In multi-agent reinforcement learning (MARL), independent learners are those that do not observe the actions of other agents in the system. Due to the decentralization of information, it is challenging to design independent learners that drive play to equilibrium. This paper investigates the feasibility of using satisficing dynamics to guide independent learners to approximate equilibrium in stochastic games. For $\epsilon \geq 0$, an $\epsilon$-satisficing policy update rule is any rule that instructs the agent to not change its policy when it is $\epsilon$-best-responding to the policies of the remaining players; $\epsilon$-satisficing paths are defined to be sequences of joint policies obtained when each agent uses some $\epsilon$-satisficing policy update rule to select its next policy. We establish structural results on the existence of $\epsilon$-satisficing paths into $\epsilon$-equilibrium in both symmetric $N$-player games and general stochastic games with two players. We then present an independent learning algorithm for $N$-player symmetric games and give high probability guarantees of convergence to $\epsilon$-equilibrium under self-play. This guarantee is made using symmetry alone, leveraging the previously unexploited structure of $\epsilon$-satisficing paths.
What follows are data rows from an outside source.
PR #41, opened 2025-07-24
[TC2][Stretch] Improve Notifications Flow

z3nL:
### Overview
The user suggestion flow has been reworked to facilitate the incoming post notifications feature.

- In **notifyUsers**, the data the WebSocket server fires as a notification is now a more descriptive payload that consists of recipient as it should be displayed in client, notification type, data corresponding to the notification, and notification timestamp.

- In the client codebase, _notificationsUtils_ has been refactored into a JSX file (from JS) to establish a function **formatNotification** that destructures a notification payload and returns an HTML element that properly represents the notification's contents.

- When the _Header_ component maps the notifications array hook, it invokes **formatNotification** instead of returning the historic default `<p>` message element

### Test Plan
Ran the Process of Elimination Live Test (see usage examples in #39 and #40) and confirmed that clicking the suggested user successfully redirected to their profile
[Video confirming success](https://github.com/user-attachments/assets/a9c10e2e-eeb9-4e3f-8cda-93854884c88c)


server/utils/notificationSchedulingUtils.js
```diff
@@ -28,6 +35,7 @@ const getUsersToNotify = async (now) => {
     const halfHourAfter = nowAsSecondOfDay + HALF_HOUR_IN_SECONDS;
 
     const users = await prisma.user.findMany();
+    // TESTING: return users here to trigger mass notify
```
itumejia, line 38: let's remove this?

PR #43, opened 2025-07-25
[TC1][TC2][Stretch] Post Notifications

z3nL:
# Overview
Any time a post is created, its post score is generated for each user based on the TC1 post recommendation algorithm. 
For users whose generated score for the post exceeds a defined threshold, a notification is fired in real time that they might be interested in using the post using the notifications functionality created for TC2.
The notification has a clickable redirect to the post's individual page

### Notes
- Facilitated creation of the feature by extracting the functionality of scoring a single post in _scorePosts_ into its own file _calculateSinglePostScore_ as the default export
- A wrapper that initializes the parameters needed to call  _calculateSinglePostScore_ is layered on top of it and is what gets invoked by the post notification flow 
- Refined the formula for scoring a single post to be less critical of popularity, promoting better results
### File Refactors
- [Server] Renamed _getUsersToNotify_ as _getUsersToSendCandidateTo_
- [Server] Renamed _notifyUsers_ as _notifyUsersWithCandidate_
- [Server] Updated imports in _requestNotificationScheduling_ to reflect these changes

# Test Plan
### Full Notification Sequence Simulation - [Video Confirming Success](https://github.com/user-attachments/assets/7f645113-25ae-49e2-8a22-3bd2476fb73e)
- Create a post through user A's account that contains keywords **irrelevant** to user B but **relevant** to user C
- Wait for successful post creation
- Check user B's notifications and verify they are expectedly empty
- Check user C's notifications, verify there is expectedly a post suggestion notification, and verify the redirect to the post's individual page works

### DIFF
--- a/server/utils/postRecommendations/calculateSinglePostScore.js
+++ b/server/utils/postRecommendations/calculateSinglePostScore.js
@@ -24,7 +24,8 @@ const calculateSinglePostScore = async (
 ) => {
     let rawPostScore = 0;
 
-    const popularityScore = post.likeCount * LIKE_WEIGHT + post.comments?.length * COMMENT_WEIGHT;
+    // Default popularity score to 1
+    const popularityScore = 1 + post.likeCount * LIKE_WEIGHT + post.comments?.length * COMMENT_WEIGHT;
 
     const filteredPostContent = await filterTokens(post.description);
     let overlap = {};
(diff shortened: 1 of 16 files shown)


server/utils/postRecommendations/calculateSinglePostScore.js
```diff
@@ -0,0 +1,79 @@
+import { LIKE_WEIGHT, COMMENT_WEIGHT, CLIPS, NOT_APPLICABLE } from "../constants.js";
+import calculateBiasFactors from "./helpers/calculateBiasFactors.js";
+import filterTokens from "./helpers/filterTokens.js";
+import calculateTokenScore from "./helpers/calculateTokenScore.js";
+import getPostLength from "./helpers/getPostLength.js";
+
+// Wrapper function for calculateSinglePostScore > takes in a user obj as argument to generate full set of params
+// Used in the post notifications flow
+export const calculateSinglePostScoreWithUserObject = async (post, user) => {
```
itumejia, line 9: noob question - what's the difference between this and what we use in the raking algorithm to give a score to posts?

z3nL: There isn't

 _calculateSinglePostScore_ takes params:
- post,
- userFrequency,
- avgLengthOfLikedPosts,
- portionOfLikedPostsThatAreClips,
- portionOfLikedPostsThatAreBlogs,
- userLocation

In the posts ranking algorithm where we score ALL posts for a user, we acquire these vars at the start and repeatedly invoke _calculateSinglePostScore_, passing these vars as params each time

However, when we're scoring a single, newly created post, these vars aren't readily available because we didn't call the full scoring algorithm for all posts. _calculateSinglePostScoreWithUserObject_ takes the user we're scoring it for and generates the parameters necessary to invoke _calculateSinglePostScore_ just once for a user

PR #44, opened 2025-07-25
[TC1][TC2][Stretch] Selecting Location in Registration

z3nL:
### Overview
To facilitate the implementation of location metrics in post and profile ranking, new users now opt to select their location from a set dropdown menu in the registration modal instead of manually typing it because the latter generates too much overhead in translating location input to coordinates

### Test Plan
[Video verifying ](
https://github.com/user-attachments/assets/f9274375-7642-4e85-af7a-7591536d9dd8)that creating a user is still fully functional and their selected location is visible on their profile

### DIFF
--- a/client/src/utils/constants.js
+++ b/client/src/utils/constants.js
@@ -6,6 +6,16 @@ export const OPTIONS = {
     REGISTER: "register",
 };
 
+// Selectable locations on signup
+export const LOCATIONS = {
+    DEFAULT: "none",
+    MIA: "Miami",
+    SEA: "Seattle",
+    SFO: "San Francisco",
+    LAX: "Los Angeles",
+    NYC: "New York City",
+};
+
 // Post types to dictate views in app
 export const CLIPS = "Clips";
 export const BLOGS = "Blogs";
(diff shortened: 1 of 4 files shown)


client/src/utils/constants.js
```diff
@@ -67,7 +77,7 @@ export const NON_ALPHANUMERIC_REGEX = /[^a-zA-Z0-9]/;
 // For filtering posts
 export const RANKING_MODES = {
     RECOMMENDED: "reccommended",
-    LATEST: "latest",
+    LATEST: "latitudeest",
```
itumejia, line 80: what is this? lol

itumejia: not sure if I'm following correctly, but if you are replacing "latest" ranking with the one from location, I think we should keep both? and probably "closest" would be more descriptive?

z3nL: Disregard this change in specific, I unknowingly generated this change when running a mass replace from "lat" to "latitude" in the codebase and it caused a bug I had to mitigate just earlier in #46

翻译：在多智能体强化学习（MARL）中，独立学习器是指那些不观察系统中其他智能体动作的学习器。由于信息分散化，设计能驱动博弈达到均衡的独立学习器颇具挑战性。本文探究了利用满意动力学引导独立学习器在随机博弈中逼近均衡的可行性。对于$\epsilon \geq 0$，$\epsilon$-满意策略更新规则是指：当智能体对其他参与者的策略做出$\epsilon$-最佳响应时，该规则指示智能体不改变其策略；$\epsilon$-满意路径定义为每个智能体使用某种$\epsilon$-满意策略更新规则选择其下一个策略时所得到的联合策略序列。我们建立了对称$N$人博弈和一般两人随机博弈中$\epsilon$-满意路径进入$\epsilon$-均衡的存在性结构结果。随后，我们提出了一种针对$N$人对称博弈的独立学习算法，并给出了在自博弈条件下以高概率收敛到$\epsilon$-均衡的保证。该保证仅利用对称性，并借助了先前未被开发的$\epsilon$-满意路径结构。